Foi correspondente do “Jornal do Brasil”, da “Folha de S. Paulo”, das revistas “Veja” e “Realidade” e diretor da sucursal do jornal “Diário de Pernambuco” em João Pessoa. Na literatura, consagrou-se com títulos marcantes como “Arca dos Sonhos”, “Os Crimes que abalaram a Paraíba”, “Memórias de um Repórter”, “A Verdade de Cada Um – Entrevistas” e biografias como “O Mago de Catolé”, versando sobre João Agripino, e “Tarcísio Burity – Esplendor & Tragédia”. Dizia ter aprendido a conciliar jornalismo e literatura. “Nem todo jornalista é escritor e nem todo escritor é jornalista. Há uma vocação, eu diria mesmo uma intuição para ser escritor”, traduzia. Seus livros-reportagens, pontuados por estilo romanceado, sobretudo os mais polêmicos, esgotavam-se rapidamente em bancas e livrarias, virando fonte de consulta obrigatória para historiadores, pesquisadores e curiosos.

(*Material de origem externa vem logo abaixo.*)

PR #3159, opened 2026-07-11
Scope xla_tpu_scoped_vmem_limit_kib to MLA kernel tests (fixes Multimodal Inputs similarity + e2e slowdown from #3011)

QiliangCui2023:
## What
Fixes `tpu7x Correctness tests for Multimodal Inputs` (`test_multi_modal_inference[False]`, Qwen2.5-VL-3B) failing with text similarity 0.8385 vs the 0.85 gate in the v0.25.0 release nightly ([build 22159](https://buildkite.com/tpu-commons/tpu-inference-ci/builds/22159)) and in main nightlies since Jul 7 (21709, 21954, 22076).

## Root cause (proven by single-commit A/B)
#3011 moved `LIBTPU_INIT_ARGS += --xla_tpu_scoped_vmem_limit_kib=65536` from `tests/kernels/mla_v2_test.py` into the **global** `tests/conftest.py`. Every pytest-driven e2e test — full engine runs included — now executes under a 64MB scoped-vmem limit, which changes XLA codegen for unrelated models and deterministically shifts Qwen2.5-VL-3B decoded text (similarity 0.985 → 0.8385, identical digits on every run).

A/B on `tpu-inference-dev` (same forced vLLM `fa4321de` on all sides, exact nightly test, tpu7x):
- parent `8bad85bed` (#2880): **PASS 3/3** (build 661)
- `0bbffcecb` (#3011): **FAIL 3/3, identical 0.8385** (build 663)
- also exonerated by A/B: #2977 (builds 657/658), Jul-6 control green (build 660)

## Fix
Move the env setting back into the two MLA kernel test modules that need it (`mla_v2_test.py`, `mla_tuned_vs_baseline_test.py`), before the `jax` import. `tests/conftest.py` no longer mutates `LIBTPU_INIT_ARGS` globally.

## Validation
Dev build on this branch running the exact nightly Multimodal Inputs job (3x) is in flight; results will be posted here.

The same fix applies to `main` (this PR targets the release branch per the release-blocker process).

Do not merge until validation is posted and the release owner approves.

PR #3134, opened 2026-07-09
[libtpu] Bump to `0.0.43`

jrplatin:
# Description

See title.

If the change fixes a Github issue, please include a link, e.g.,:
FIXES: #123456

# Tests

Passing nightly build: https://buildkite.com/tpu-commons/tpu-inference-ci/builds/22192

# Checklist

Before submitting this PR, please make sure:
- I have performed a self-review of my code.
- I have necessary comments in my code, particularly in hard-to-understand areas.
- I have made or will make corresponding changes to any relevant documentation.

PR #3011, opened 2026-06-26
Remove total pages from MLA tuning key

BirdsOfAFthr:
# Description
This PR removes `total_num_pages` from the `TuningKey` in MLA attention tuning. 
`total_num_pages` represents the overall capacity of the global page pool in HBM/DRAM. Since page indirection lookup calculations compile statically, the concrete total page size has no impact on VMEM tile allocation boundaries or local execution performance of MLA kernel blocks. 
Including it in the `TuningKey` caused lookups to fragment unnecessarily (resulting in tuning cache misses) when the global pool was scaled up or down, even when the underlying batch size and active sequence lengths were identical.
# Tests
Unit tests have been updated to remove `total_num_pages` from testcase naming and calculate input page requirements dynamically using `pages_per_seq * max_num_seqs`.
Tests were run successfully:
```bash
uv run pytest tests/kernels/mla_tuned_vs_baseline_test.py
```
*(All 20 test cases collected and completed successfully).*

# Checklist

Before submitting this PR, please make sure:
[x]  I have performed a self-review of my code.
[x]  I have necessary comments in my code, particularly in hard-to-understand areas.
[x]  I have made or will make corresponding changes to any relevant documentation.

PR #3194, opened 2026-07-15
[MLA] Pass vmem_limit_bytes to xpose_pipeline instead of relying on LIBTPU_INIT_ARGS

QiliangCui2023:
## Problem

The MLA v2 kernel's q_nope and output transposes (`xpose_pipeline` pallas_call) need ~33.3–33.6 MiB of scoped VMEM, which exceeds XLA's 32 MiB default (`--xla_tpu_scoped_vmem_limit_kib`) and fails compilation with `E1001: CompileTimeScopedVmemOom` on every cold-cache run. This is the "tpu7x/tpu6e JAX unit tests - kernels" failure on main builds 22345 and 22385 (`mla_v2_test.py::test_ragged_paged_attention_basic`, 33.56M vs 32.00M limit).

The previous mitigation (#3159, before that #3011's conftest setting) appended `--xla_tpu_scoped_vmem_limit_kib=65536` to `LIBTPU_INIT_ARGS` at MLA-test-module import. That is **order-dependent**: under `pytest tests/kernels`, `deepseek_v4/compressor_test.py` evaluates `jax.devices()` at import inside its `skipif` decorator, and `deepseek_v4/` collects alphabetically before `mla_*`, so libtpu initializes **before** the env var is appended and the flag is silently dropped. Whether the kernels CI job passed then depended purely on JAX compilation-cache warmth — warm cache skips the compile (no OOM), cold cache always fails. A 10x A/B/C stress matrix at the pre-#3134, #3134, and #3028 commits showed a flat ~2/10 cold-failure rate at all three, confirming the flake is environmental and none of those PRs caused it.

## Fix

`mla_ragged_paged_attention` already resolves `vmem_limit_bytes` (`None` → full VMEM capacity via `pltpu.get_tpu_info().vmem_capacity_bytes`, [kernel.py#L2268-L2269](https://github.com/vllm-project/tpu-inference/blob/589c3f9ea2b68c598bc5b4a7e2017b1184a0e11e/tpu_inference/kernels/mla/v2/kernel.py#L2268-L2269) — 64 MiB on tpu7x) and applies it to the main pallas_call through Mosaic `CompilerParams`. This PR threads the same value through `prepare_q_nope_inputs` / `prepare_outputs` into `xpose_pipeline`'s `CompilerParams`. The per-kernel Mosaic limit overrides the global XLA flag for that custom call only, so:

- no environment variable is needed at all (the fragile `LIBTPU_INIT_ARGS` blocks in `mla_v2_test.py` / `mla_tuned_vs_baseline_test.py` are removed), and
- nothing changes for any other compiled program (the #3159 concern — a global flag altering XLA codegen for unrelated e2e tests — cannot recur).

Both OOM-ing call sites are covered: `prepare_outputs` (384x128x512 bf16, 33.56M) and `prepare_q_nope_inputs` (128x352x512 f32, 33.30M).

## Verification

On a tpu7x-8 host, libtpu 0.0.43, with the JAX compilation cache disabled (`JAX_ENABLE_COMPILATION_CACHE=false`) to force cold compiles, over `tests/kernels/{mla_v2_test,mla_tuned_vs_baseline_test,transpose_test,deepseek_v4}`:

| | result |
|---|---|
| before, no flag | **8 failed** (all `CompileTimeScopedVmemOom` in `xpose_pipeline`: basic, basic_with_small_page_size, deepseekv3_batch_decode, mixed, prefill_only, sliding_window0/1/2), 173 passed |
| after (this PR) | **182 passed, 0 failed** |

A regression test is added in `transpose_test.py` with the exact failing shape (384x128x512 bf16, n_tile=128, m_tile=64) and `vmem_limit_bytes` set.

Follow-up (separate change): `deepseek_v4/compressor_test.py`'s import-time `jax.devices()` remains a collection-order trap for any future module-level env configuration; it should move to a lazily-evaluated skip condition.

### DIFF
--- a/tests/kernels/mla_tuned_vs_baseline_test.py
+++ b/tests/kernels/mla_tuned_vs_baseline_test.py
@@ -12,19 +12,6 @@
 # See the License for the specific language governing permissions and
 # limitations under the License.
 
-import os
-
-# MLA-kernel-only vmem budget. Two constraints (see #3011 / #3159):
-# 1. Must run before libtpu/TPU backend initialization (module top,
-#    before the jax import below).
-# 2. Must NOT move into tests/conftest.py: a global setting changes XLA
-#    codegen for every e2e test in the suite (that is exactly how #3011
-#    caused a deterministic multimodal output drift and e2e slowdowns).
-if "--xla_tpu_scoped_vmem_limit_kib" not in os.environ.get(
-        "LIBTPU_INIT_ARGS", ""):
-    os.environ["LIBTPU_INIT_ARGS"] = (os.environ.get("LIBTPU_INIT_ARGS", "") +
-                                      " --xla_tpu_scoped_vmem_limit_kib=65536")
-
 import time
 
 import jax
--- a/tests/kernels/mla_v2_test.py
+++ b/tests/kernels/mla_v2_test.py
@@ -12,19 +12,6 @@
 # See the License for the specific language governing permissions and
 # limitations under the License.
 
-import os
-
-# MLA-kernel-only vmem budget. Two constraints (see #3011 / #3159):
-# 1. Must run before libtpu/TPU backend initialization (module top,
-#    before the jax import below).
-# 2. Must NOT move into tests/conftest.py: a global setting changes XLA
-#    codegen for every e2e test in the suite (that is exactly how #3011
-#    caused a deterministic multimodal output drift and e2e slowdowns).
-if "--xla_tpu_scoped_vmem_limit_kib" not in os.environ.get(
-        "LIBTPU_INIT_ARGS", ""):
-    os.environ["LIBTPU_INIT_ARGS"] = (os.environ.get("LIBTPU_INIT_ARGS", "") +
-                                      " --xla_tpu_scoped_vmem_limit_kib=65536")
-
 import jax
 import jax.numpy as jnp
 import numpy as np
--- a/tests/kernels/transpose_test.py
+++ b/tests/kernels/transpose_test.py
@@ -242,6 +242,26 @@ class TestXposePipelineTiling(parameterized.TestCase):
         expected = jnp.transpose(input_data, (1, 0, 2))
         self.assertTrue(jnp.allclose(result, expected))
 
+    def test_vmem_limit_bytes_allows_large_tiles(self):
+        # Regression test: compiling this bf16 384x128x512 transpose with
+        # n_tile=128, m_tile=64 needs ~33.6 MiB of scoped VMEM, which exceeds
+        # XLA's 32 MiB default (--xla_tpu_scoped_vmem_limit_kib) and fails
+        # compilation with E1001 CompileTimeScopedVmemOom. This is the exact
+        # shape the MLA v2 kernel's prepare_outputs transpose produces.
+        # vmem_limit_bytes raises the limit for this pallas_call only, without
+        # any global XLA flag.
+        shape = (384, 128, 512)
+        input_data = jax.random.normal(jax.random.PRNGKey(0),
+                                       shape,
+                                       dtype=jnp.bfloat16)
+        result = xpose_pipeline(input_data,
+                                transpose_axes=(1, 0, 2),
+                                n_tile=128,
+                                m_tile=64,
+                                vmem_limit_bytes=64 * 1024 * 1024)[0]
+        expected = jnp.transpose(input_data, (1, 0, 2))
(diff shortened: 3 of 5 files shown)


gxd3 (approved):

QiliangCui2023:
## Test evidence

All local runs on a tpu7x-8 host, libtpu 0.0.43 (via `TPU_LIBRARY_PATH`), with the persistent compilation cache hard-disabled (`JAX_ENABLE_COMPILATION_CACHE=false`, `JAX_COMPILATION_CACHE_DIR` unset) so every compile is real and warm-cache masking is impossible.

**1. Baseline A (pre-fix code, `LIBTPU_INIT_ARGS` hacks removed, cold):**

```
pytest -q tests/kernels/mla_v2_test.py tests/kernels/mla_tuned_vs_baseline_test.py \
          tests/kernels/transpose_test.py tests/kernels/deepseek_v4/
=> 8 failed, 173 passed in 1196.79s (0:19:56)
```

All 8 failures are `E1001 CompileTimeScopedVmemOom` in `jit(mla_ragged_paged_attention)/jit(xpose_pipeline)`:
`test_ragged_paged_attention_basic`, `basic_with_small_page_size`, `deepseekv3_batch_decode`, `mixed`, `prefill_only`, `sliding_window0/1/2` — covering both call sites:
- `prepare_outputs`: shape 384x128x512 bf16, scoped alloc **33.56M** vs 32.00M limit
- `prepare_q_nope_inputs`: shape 128x352x512 f32, scoped alloc **33.30M** vs 32.00M limit

**2. Verification B (this PR applied — identical command, identical env, only the code change):**

```
=> 182 passed, 0 failed in 1310.55s (0:21:50)
```

The 8 previous failures pass, plus the new regression test. The ~22-min runtime confirms real cold compiles (a warm run of the mla portion takes seconds). A/B is strict: same machine, same libtpu, same pytest invocation; the only variable is the code change.

**3. Regression test** (`transpose_test.py::test_vmem_limit_bytes_allows_large_tiles`): compiles the exact failing shape (384x128x512 bf16, n_tile=128, m_tile=64) with `vmem_limit_bytes=64 MiB` and checks numerical equality against `jnp.transpose`. Compiled cold and passed in run B.

**4. CI build [22497](https://buildkite.com/tpu-commons/tpu-inference-ci/builds/22497) — passed.** The tpu7x kernels job's single first-attempt failure was `test_tuned_vs_baseline` (perf assertion, one -9.18% speedup sample) with **no OOM anywhere in the log** and 1044 tests passed before the `-x` stop; the retry passed the full suite. That perf flake is pre-existing and unrelated: in a 10x stress matrix on unmodified main-history commits it failed 3/30 jobs with the same signature.

**Effective limit note:** with callers passing `vmem_limit_bytes=None`, the kernel resolves it to `pltpu.get_tpu_info().vmem_capacity_bytes` = 64 MiB on tpu7x — byte-identical to the value the old `--xla_tpu_scoped_vmem_limit_kib=65536` flag set when it worked, so no new codegen behavior is introduced for previously-passing paths; the limit is just applied per-custom-call instead of process-globally.

**Not covered:** transpose kernel perf was not re-measured (compiled output should match the old flag-applied path per the note above); no local MLA model serve — CI e2e jobs cover that indirectly.

QiliangCui2023:
**Addendum — import-order + cold-start verified directly on this branch:**

The pre-fix failure was order-dependent (libtpu initializing during collection of `deepseek_v4/compressor_test.py`, before the mla test modules could set `LIBTPU_INIT_ARGS`) and only manifested on cold compiles. Two additional runs on this branch, compilation cache hard-disabled:

1. **CI's exact directory form** (`pytest tests/kernels --ignore=... -k "...basic..."`), where `deepseek_v4/` collects before `mla_*`. A collection-hook trace confirms the worst case occurs — TPU backend already initialized before `mla_v2_test.py` is imported, and no scoped-vmem flag present in `LIBTPU_INIT_ARGS` at any point — and the previously-failing test **passes with a real cold compile** (35.9s). This exact configuration failed deterministically (5/5) before the fix.
2. **Minimal two-file pair with the bad import order** (`compressor_test.py` before `mla_v2_test.py`), the smallest reliable pre-fix repro: **passes cold** (35.5s).

Order independence is structural: the limit now travels inside the traced program (Mosaic `CompilerParams` on the pallas custom call) rather than through a process env var consumed once at libtpu load.

BirdsOfAFthr (approved):

kyuyeunk (approved):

Nunca se intimidou diante de pressões, ameaças e processos que se erigiram contra ele, diante de revelações bombásticas contidas em livros, em reportagens ou nas colunas espalhadas por jornais, revistas e outras publicações, no Estado e além-fronteiras. O primeiro volume de “Os Crimes que abalaram a Paraíba”, lançado em 89, contando a saga das Ligas Camponesas de Sapé, com a morte do seu líder João Pedro Teixeira, e o “mistério” da Praia Formosa, o assassinato do estudante Paulo Maia, que desencadeou uma crise política nas rodas do poder estadual, fez estragos antes mesmo de vir a lume. Bastou que os jornais antecipassem informações extraídas de capítulos para que certos personagens, figurões da sociedade paraibana, se tomassem de fúria e reagissem antes mesmo de conhecer o enredo. O primeiro volume rendeu processo na Justiça contra o autor, que prescreveu. A repercussão apenas reforçava o interesse e a curiosidade por parte da legião de admiradores e seguidores de Severino Ramos.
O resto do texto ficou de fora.